The administration of United States President Donald Trump says that Saudi Arabia will invest $600bn in the United States, including through technology partnerships and a weapons sales agreement worth $142bn.

A fact sheet shared by the White House on Tuesday explains that the agreement, which also includes collaboration in areas such as energy and mineral development, is the largest-ever weapons sale between the two countries.

“The deals celebrated today are historic and transformative for both countries and represent a new golden era of partnership between the United States and Saudi Arabia,” the fact sheet reads.

The pact represents a deepening of economic and military ties between the two countries, a trend that has continued for decades under both Republican and Democratic US presidents.

Trump was in the Saudi capital of Riyadh on Tuesday as part of a Middle East tour, marking the first major international trip of his second term as president. Later in the week, he is expected to make stops in Qatar and the United Arab Emirates.

But already, the trip has renewed criticisms that Trump may use the diplomatic outing to advance personal interests.

The proposed transfer of a $400m luxury aeroplane, for instance, from Qatar to the US Department of Defence has raised questions in the US about the ethics and constitutionality of accepting gifts from foreign governments.

During his first term as president, in 2017, Trump likewise included Saudi Arabia on his first major trip abroad, a voyage that similarly culminated in a multibillion-dollar arms deal.

But the global outcry over the 2018 murder of Saudi journalist Jamal Khashoggi at a consulate in Istanbul briefly threatened to upend the relationship. The US government has alleged that forces linked to Saudi Crown Prince Mohammad bin Salman were responsible for the killing.

Tuesday’s agreement is designed to help modernise the Saudi military with “state-of-the-art warfighting equipment and services from over a dozen US defense firms”, according to the White House fact sheet.

“The first key component of this is upgrading the defence capabilities of Saudi Arabia,” Al Jazeera correspondent Hashem Ahelbarra reported from Riyadh.

“This is a country that has been trying to invest vast amounts of money over the last few years” in its military, he added.

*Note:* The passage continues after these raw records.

PR #5535, opened 2021-04-01
Fixed to keep line breaks

taiju:
Fixed to keep the line breaks in the README, referring to the GitHub Flavored Markdown Spec.

If this is what you intended, please withdraw it.

ref: [6.13 Soft line breaks](https://github.github.com/gfm/#soft-line-breaks)

### DIFF
--- a/README.md
+++ b/README.md
@@ -1,33 +1,33 @@
 # An open letter in support of RMS.
 
-This README is available in:
-[🇦🇱](README_AL.md)
-[🇦🇪](README_AR.md)
-[🇩🇪](README_DE.md)
-[🇪🇸](README_ES.md)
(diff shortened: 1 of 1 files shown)


taiju:
A preview of the modified version can be seen at the following URL
https://github.com/rms-support-letter/rms-support-letter.github.io/pull/5535/files?short_path=b335630#diff-b335630551682c19a781 afebcf4d07bf978fb1f8ac04c6bf87428ed5106870f5

imachug:
The flags occupy the whole screen this way, so I think what he have now is intended. Thanks anyways!

taiju:
Thanks for the confirmation. I have no objection!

But the newly minted deal is not limited to security cooperation. The agreement also lays out a plan in which Saudi Arabia will invest $20bn in energy infrastructure and data centres for artificial intelligence in the US, a significant infusion of cash into industries with close ties to the Trump administration.

In both areas, US companies stand to reap a potential windfall.

“Saudi Arabia wants to become one of the top global investors in artificial intelligence, and that’s why you see many tech CEOs here in Riyadh, who are looking forward to getting some of those contracts,” said Ahelbarra.

The deal also includes references to collaboration on energy infrastructure and mineral investments, without offering many details.

Various US administrations, including during Trump’s first term in office, have used the inducement of greater collaboration on security and arms sales to push Saudi Arabia to normalise diplomatic relations with Israel.

The two countries have never had formal diplomatic ties. But during Trump’s first term, the Republican leader initiated a series of agreements known as the Abraham Accords to boost ties between Israel and various Middle East states.

Countries like the United Arab Emirates, Bahrain and Sudan agreed to recognise Israel as part of the agreements. But Saudi Arabia has been a holdout — and normalising ties between it and Israel could be seen as a crowning achievement for the second Trump administration.

Israel’s war in Gaza, however, has complicated those efforts. United Nations experts have warned that Israel’s actions in Gaza were consistent with genocide, and South Africa has accused Israel of genocide before the International Court of Justice.

The International Criminal Court, meanwhile, has issued arrest warrants for Israel’s Prime Minister Benjamin Netanyahu and former Minister of Defence Yoav Gallant over accusations of war crimes.

The spiralling death toll in Gaza and allegations of human rights abuses have caused outrage in the region and hardened Riyadh’s insistence that normalisation should come only as part of a wider agreement on a Palestinian state, a move Israel is not willing to consider.